→ WORK TO BE COMPLETED:
Take each line of the records below that contains the string "ncordon" and copy it.

→ SOURCE MATERIAL:

———

PR #190, opened 2019-09-11
Fixes exception when passing incorrect bytes to decode

### LINKED ISSUE #189: Incorrect bytes in decode kill the python interpreter
Thanks to @smacker who discovered this issue:

```python
from bblfsh import *
bytes = b''
decode(bytes, format = 0)
```
kills the Python intrepreter. Also any incorrect sequence of bytes like `bytes = b'abcdef' would produce the same behavior.

ncordon:
An uncaught exception was thrown and python interpreter was killed because of that.

Closes #189 

Signed-off-by: ncordon <nacho.cordon.castillo@gmail.com>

———

→ OUTPUT FOR THIS TASK:
ncordon:
Signed-off-by: ncordon <nacho.cordon.castillo@gmail.com>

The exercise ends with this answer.